Red Velvet Chocolate Beet Cookies
Tender and cake-like like red velvet cake. Finish with a swirl of chocolate honey glaze and you’ve got a gold-medal winner of a cookie. Makes about 50 2-inch cookies.
- 1 cup avocado or grapeseed oil
- 1 cup honey
- 2 eggs
- 1 cup (3 to 4 beets), roasted (see note)
- 2 teaspoons grated orange zest
- 1 teaspoon vanilla extract
- 2 cups whole wheat pastry flour (see note)
- ½ cup cocoa powder
- 2 teaspoons baking powder
- ½ teaspoon sea salt
Chocolate Honey Glaze:
- 8 ounces bittersweet chocolate (55 to 70%)
- 4 ounces avocado or grapeseed oil
- 1 tablespoon honey
Make the cookies:
- Preheat oven to 350° F. Slip the skins form the toasted beets. Chop them into small pieces, by hand or in a food processor.
- In a blender puree the oil, honey, eggs, orange zest and vanilla.
- Measure 1 cup of the chopped beets and add to the blender. Puree until smooth. Marvel at the color. Pour into a large bowl.
- Whisk the flour, baking powder and salt in a separate bowl. Add the dry ingredients and beat with the whisk for at least a minute.
- Drop by tablespoons (or a #70 ice cream scoop) onto silicone baking mat or parchment-lined baking sheets.
- Bake about 10 minutes, until the center of a cookie springs back when touched with a finger. Cool. Remove from the baking sheet with a spatula. (You won’t be able to pick the cookies up before scraping them from the pan.)
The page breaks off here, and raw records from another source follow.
PR #363, opened 2020-05-05
fix relayer webpack

drortirosh:
and added initial test for the webpacking.


test/RelayServer.webpack.test.js
```diff
@@ -0,0 +1,27 @@
...
+  })
+
+  it('should launch (and say "missing address")', () => {
+    try {
+      childProcess.execSync('node ' + oneFileRelayer, { encoding: 'ascii' })
+      assert.fail('should throw')
+    } catch (e) {
+      assert.match(e.toString(), /missing --RelayHubAddress/)
+    }
+    // just verify it launches
```
forshtat, line 23: is it a TODO or an explanation of some sort?

test/RelayServer.webpack.test.js
```diff
@@ -0,0 +1,27 @@
+// eslint-disable-next-line no-unused-vars
```
forshtat, line 1: Please use TypeScript

test/RelayServer.webpack.test.js
```diff
@@ -0,0 +1,27 @@
...
+import childProcess from 'child_process'
+import path from 'path'
+import fs from 'fs'
+
+describe.only('RelayServer-webpack', () => {
```
forshtat, line 6: Only

test/RelayServer.webpack.test.js
```diff
@@ -0,0 +1,27 @@
...
+    try {
+      childProcess.execSync('node ' + oneFileRelayer, { encoding: 'ascii' })
+      assert.fail('should throw')
+    } catch (e) {
+      assert.match(e.toString(), /missing --RelayHubAddress/)
+    }
+    // just verify it launches
+  })
+
+  it('should test it can actually work')
```
forshtat, line 26: it really should

drortirosh: That's a separate issue to repeat  server suite test with this one-file relayer.
this test only checks that the webpack was successful (in the cleanroom of CI)

the point is that we don't bundle this 4MB json file into our package (its a merge of all installed packages used by the server) - though it can be exported as a single-file-package of a server.

test/RelayServer.webpack.test.js
forshtat: Please use TypeScript for files you create. I don't want to add a single line of JavaScript to the project.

- Spread a teaspoon or so of Chocolate Honey Glaze on top of each cookie.
Make the Chocolate Honey Glaze:
- Place the chocolate, oil and honey in the top of a double boiler, over gently boiling water; the upper pan should not touch the water.
- When the chocolate is almost melted, remove from the heat. Whisk gently until the oil and chocolate are incorporated. Cool until spreadable but not cold.
- Whole wheat pastry flour is 100% wheat, ground from low-protein softer wheat berries. You can substitute all-purpose flour or white pastry flour.
- To roast beets, scrub but do not peel. Slightly trim the root and stem ends. Place them in a dish with about 1/2-inch of water. Cover with a lid or aluminum foil and bake at 350° F. for 45 minutes to an hour, depending on the size of the beets. Pierce, using a knife or carving fork, to check for tenderness. Allow to cool. Slip off the skins.